Spent Saturday on Rocky Fork hunting crappies from 11am till 3:30pm. Water temp 59-61 degrees, clearing water, calm weather - got skunked again. Fished good wood at the banks and out from shore with minnows on the bottom and on the bobbers. Very few marks on the fish finder.


----------



## Ogene

TheKing said:


> Spent Saturday on Rocky Fork hunting crappies from 11am till 3:30pm. Water temp 59-61 degrees, clearing water, calm weather - got skunked again. Fished good wood at the banks and out from shore with minnows on the bottom and on the bobbers. Very few marks on the fish finder.


King, we fished Rocky Saturday from 1-4:30, got 18 over 11" and threw back another 15 or so.
The bigger females are in very tight.


----------



## TheKing

Ogene said:


> King, we fished Rocky Saturday from 1-4:30, got 18 over 11" and threw back another 15 or so.
> The bigger females are in very tight.


We worked the south shore all the way to Fisherman's Warf. Where were you?


----------



## Ogene

King,
South shore coves including back in fisherman warf and that south west shore beyond the warf.
Like I said, they were really in tight. Smaller males were at the outer grass edges.


----------



## TheKing

We worked a fresh big tree fall just east of FW in 4-6 FOW. I was surprised at not even a bite.


----------



## Ogene

We need to get together and get em when this wind lays down


----------



## TheKing

Spent Wednesday 4/17 from 1 pm till 3:30 pm. Cloudy, a 12 mph wind that came and went giving some good drift motion now and then. Bayview Bait Store had the same report to date - nothing much at all happening as I bought minnows. He had fished Rocky and Paint the day before and got skunked. We caught one for the efforts. On a 4-6 foot deep flat within 5 yards of shore. Surface water temp 57-58 degrees. And he was a tough fighter with lots of prime time nest building color. A small Bass I caught at a similar shore was as pale colored as could be. Water was stained but clearing. Saw two heavy groupings on the fish finder at 15 ft dp in 25 FOW near shore.


----------



## TrapperZach

What’s the lake look like right now?


Sent from my iPhone using Tapatalk


----------



## crankbait09

What TrapperZach said


----------



## jkeeney20

Water was in good shape Wed Evening...with all this rain yesterday and today, no clue now. Fish were eating


----------



## AndOne

If someone is around the lake, wed/Thursday if you could please let me know how the water looks, they would be appreciated. Coming from about 2.5hrs away, so just trying confirm by Friday. 

Thanks and good luck.


----------



## LoneWolfNoPack

Water still up and pure mud on west side as this evening


----------



## AndOne

Thanks for the update! I believe we are going to make the trip, see what happens.


----------



## TrapperZach

Thinking about going out tomorrow on the kayak. What’s the lake look like right now and what’s the HP limit there? How’s boat traffic? Thank you for any information


Sent from my iPhone using Tapatalk


----------



## Frankb63

TheKing said:


> Spent Saturday on Rocky Fork hunting crappies from 11am till 3:30pm. Water temp 59-61 degrees, clearing water, calm weather - got skunked again. Fished good wood at the banks and out from shore with minnows on the bottom and on the bobbers. Very few marks on the fish finder.

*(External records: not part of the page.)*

PR #601, opened 2024-04-26
Allow `None` for `ListField.min/max_length`

Viicos:
At runtime, this defaults to `None`:

```python
self.max_length = kwargs.pop('max_length', None)
self.min_length = kwargs.pop('min_length', None)
```


sobolevn (approved):
Thanks!

PR #2, opened 2015-12-25
LocalDate.minusDays() implementation and test enhancements

phueper:


phueper:
Hey @pithu ... just out of curiosity ... care for some contributions?

lbilharz:
:+1:

phueper:
Argh... i forgot that github is adding all commits to an open pull request on a branch... oh well... so i played around with travis and got rid of  firefox on travis instead using phantomjs... you might wanna reject this PR and i can create a new one if you like ;)

pithu:
contributions, yes great !!!! thx a lot patty !

but puh, so many different apsects in one pull request.

1) minusDays
my idea is to stay as close as possible to the openjdk 8 implementation (JSR310) for mainly two reason:
- if you know the JSR310 API you should feel comfortable with js-joda API
- minimize unexpected bugs or missbehaviour
At http://hg.openjdk.java.net/jdk8/jdk8/jdk/file/687fd7c7986d/src/share/classes/java/time/LocalDate.java#l1486, they made it a bit different. Do you know why ? Do we need that?

2) minusDays tests
Do we really need this bunch of tests ? I would like to add only really necessary tests. 
I am not really happy with the tests right now. I would like to just reuse the jdk tests or at least use the same test cases. Did you had a look on that ?

3 ) node 10
using node 10 was by purpose. Why not being downward compatible to an older node version? Will be there anything special we will need of the node 4 features. (i hope not ;) )

4) Phantom vs Firefox
i am unsure with this point. Since travis is doing the job, we could even add both browser to the test job. But is this really necessary. Since we are independent from any Dom feature, and using babel to transpile es5 code out of the es6 code, i do not really expect any issues here. 

But on the other side, me, as a developer want to run all travis tests before pushing to the main line. So i would have to install phantomjs locally. And, sorry, i had so much trouble with phantomjs ... 
But the same might go for Firefox. Not every developer like this browser and is not willing to install it locally

Hey patty, can you split the pull request it separate peaces, so we can discuss/ merge it separately.

Especially at the beginning of this project its quite important to find the right vision and philosophy for the right pass for this project.

P.S. and whats about Christmas ???   ;)

phueper:
Yeah... I think you are right... Way too many aspects...  I'll close it and create separate PRs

East shore cove I did well


----------



## Frankb63

East shore coves I did well on 1/16 nigs 2 inch gr3n chariuse. Grubs


----------



## TheKing

Frankb63 said:


> East shore coves I did well on 1/16 nigs 2 inch gr3n chariuse. Grubs


Maybe it is because I am fishing mid-day instead of early and late?


----------



## TheKing

Fished Rocky Fork after the rains quit on Friday evening 3 May from 4pm till about 9 pm. Surface water temp was 65 degrees, calm winds. Parts of the lake were very muddy, and some parts were somewhat stained to clear. We found a few in one spot - close-up brush fishing minnows 18 inches under the bobber. About 10 short fish, 2 over 12 inches and one at 11 inches between 6:30pm and 8:30pm. They would not touch a dead minnow. But the attack on the live minnows was fierce. A fisherman that we talked to did very well in the morning rains from the shore. His technique was jigging a twister about 4 ft under the bobber.


----------



## Frankb63

lonewolf said:


> Got to lake about 9 am. Water was coffee with cream color 40° . Found lots of fish in 15' to 18' on sonar . Could not get any to bite at multiple spots with jig , minnow and multiple different colored grubs. Caught 4 perch and a couple white bass finally out in front of fishing pier in 14' of water on live minnow on drop shot . All in all not a lot of fish caught but was nice to get the boat out . Come on Spring and Please no more Rain
> 
> Sent from my Lenovo TAB 2 A8-50F using Tapatalk


Very


----------



## Frankb63

lonewolf said:


> Got to lake about 9 am. Water was coffee with cream color 40° . Found lots of fish in 15' to 18' on sonar . Could not get any to bite at multiple spots with jig , minnow and multiple different colored grubs. Caught 4 perch and a couple white bass finally out in front of fishing pier in 14' of water on live minnow on drop shot . All in all not a lot of fish caught but was nice to get the boat out . Come on Spring and Please no more Rain
> 
> Sent from my Lenovo TAB 2 A8-50F using Tapatalk


I did ok at North beath n east east shore at the cove


----------



## Frankb63

Ogene said:


> King,
> South shore coves including back in fisherman warf and that south west shore beyond the warf.
> Like I said, they were really in tight. Smaller males were at the outer grass edges.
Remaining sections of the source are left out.